PR #273, opened 2024-05-02
DM-44169: Fix compensated gaussian measurement error raising code

erykoff:


laurenam:
It seems you should refactor your commits...I don't think leaving the first one is a good idea (i.e. you now know `MeasurementError` should not be used, so history would prefer to forget!)  Also, the last commit now combines the code changes with the unittest updates.  I'd be inclined to keep them as separate commits (and just using the final form here).

erykoff:
Refactored the commits!

python/lsst/meas/base/compensatedGaussian/_compensatedGaussian.py
```diff
@@ -119,44 +105,68 @@ def __init__(
             mask_str = f"{base_key}_mask_bits"
             mask_key = schema.addField(mask_str, type=np.int32, doc="Mask bits set within aperture.")
 
-            self.width_keys[width] = (flux_key, err_key, mask_key)
+            # failure flags
+            failure_flag = flagDefs.add(f"{width}_flag", "Compensated Gaussian measurement failed")
+            oob_flag = flagDefs.add(f"{width}_flag_bounds", "Compensated Gaussian out-of-bounds")
+
```
laurenam, line 111: I think `width` evaluates to to a number (integer).  Do you think it will be apparent "enough" that this number in the flag name is the kernel width?  And will the casual user be expected to translate `bounds` to `outOfBounds` internally (probably yes to both, but my ~10pm brain didn't jump there right away)?

python/lsst/meas/base/compensatedGaussian/_compensatedGaussian.py
```diff
@@ -119,44 +105,68 @@ def __init__(
...
+                self.flagHandler.setValue(measRecord, oob_flag.number, True)
+                continue
+
             y_slice = slice(y_floor - rad, y_floor + rad + 1, 1)
             x_slice = slice(x_floor - rad, x_floor + rad + 1, 1)
             y_mean = y - y_floor + rad
             x_mean = x - x_floor + rad
 
+            sub_im = exposure.image.array[y_slice, x_slice]
+            sub_var = exposure.variance.array[y_slice, x_slice]
```
laurenam, line 154: You could technically move setting `sub_var` to after the size checking (but readability may win out to leaving here...up to you).

laurenam (approved):

python/lsst/meas/base/compensatedGaussian/_compensatedGaussian.py
erykoff: That's the name of the measurement ... `base_compensatedGaussian_5` or whatever.  It's what we decided on ages ago, and it may not even matter since the compensated gaussians are not working well as a calibration flux measurement.  😞 
As for the `bounds`, this is also the name from before, except done correctly.  I don't think this is going to be used for anything anyway.

PR #275, opened 2024-05-08
DM-44246: Add functionality to use an external footprint set for NoiseReplacer in SingleFrameMeasurementTask.

erykoff:


python/lsst/meas/base/baseMeasurement.py
```diff
@@ -485,3 +485,21 @@ def doMeasurementN(self, plugin, measCat, *args, **kwds):
                 self.log.getChild(plugin.name).warning(
                     "Exception in %s.measureN on records %s-%s: %s",
                     plugin.name, measCat[0].getId(), measCat[-1].getId(), error)
+
+    @staticmethod
+    def getFootprintsFromCatalog(catalog):
```
fred3m, line 490: I wonder if this should be in AFW instead. For example, it could be added to https://github.com/lsst/afw/blob/main/python/lsst/afw/table/_source.py#L33

tests/test_NoiseReplacer.py
```diff
@@ -104,6 +104,29 @@ def testNoiseReplacer(self, noiseSource, variance):
...
+        # We choose a random seed which causes the test to pass.
+        task = self.makeSingleFrameMeasurementTask("test_NoiseReplacer")
+        task.config.noiseReplacer.noiseSource = noiseSource
+        exposure, catalog = self.dataset.realize(variance, task.schema, randomSeed=0)
+        if noiseSource == 'meta':
+            md = PropertyList()
+            md['BGMEAN'] = variance
+            exposure.setMetadata(md)
+        footprints = task.getFootprintsFromCatalog(catalog)
+        task.run(catalog, exposure, footprints=footprints)
```
fred3m, line 119: Should you also check that the default (`footprints=None`) works?

fred3m (commented):
Just a couple of small comments. Mostly, I'm thinking that it would be useful to make `getFootprintsFromCatalog` a method of a `SourceCatalog`, since it would be useful to other users. In fact, I thought that it already was.

python/lsst/meas/base/baseMeasurement.py
erykoff: I thought about that briefly, but I think this particular dict format is specific for the noise replacer code used here, and thus should be in `meas_base`.  So maybe this should be a static method of `NoiseReplacer` instead?  (Though this would then make the call in `finalizeCharacterization` less obvious).

tests/test_NoiseReplacer.py
erykoff: That's already tested in the existing test that this is a copy of except pulling out the footprints.

python/lsst/meas/base/baseMeasurement.py
fred3m: Yeah, that's true. I think it's fine to leave it here.

PR #276, opened 2024-05-09
DM-44267: Add dummy wcs to ForcedPhotCcdFromDataFrameTask.

erykoff:


python/lsst/meas/base/forcedPhotCcd.py
```diff
@@ -550,8 +550,14 @@ def __init__(self, refSchema=None, initInputs=None, **kwargs):
     def runQuantum(self, butlerQC, inputRefs, outputRefs):
         inputs = butlerQC.get(inputRefs)
 
-        # When run with dataframes, we do not need a reference wcs.
-        inputs['refWcs'] = None
+        # When run with dataframes, we do not need a real wcs.
```
TallJimbo, line 553: I think this statement is not quite right (I know it's preexisting, but it's also what I presume led you to assume a dummy WCS would work).  A true statement would that we do not need a real WCS as long as we only run plugins that only require a centroid from the reference catalog, not a shape: no CModel, no Kron, probably only certain GaAP fluxes.  And while I don't see a good reason to run any of those on DIAObjects, and that's the context in which we run this task in our pipelines, it's not hard to imagine someone trying to run it in some other context in which something like CModel or Kron might make sense.  And then those will blindly use the dummy PSF and spit out garbage.

So I think it'd be a bit better to add a `skyMap` connection and use `TractInfo.getWcs()`, since that actually should be the right WCS.

TallJimbo (approved):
^^^^
## TASK DESCRIPTION
Only a number is wanted: how many lines of the data above contain "laurenam"?

## WRITTEN RESPONSE
4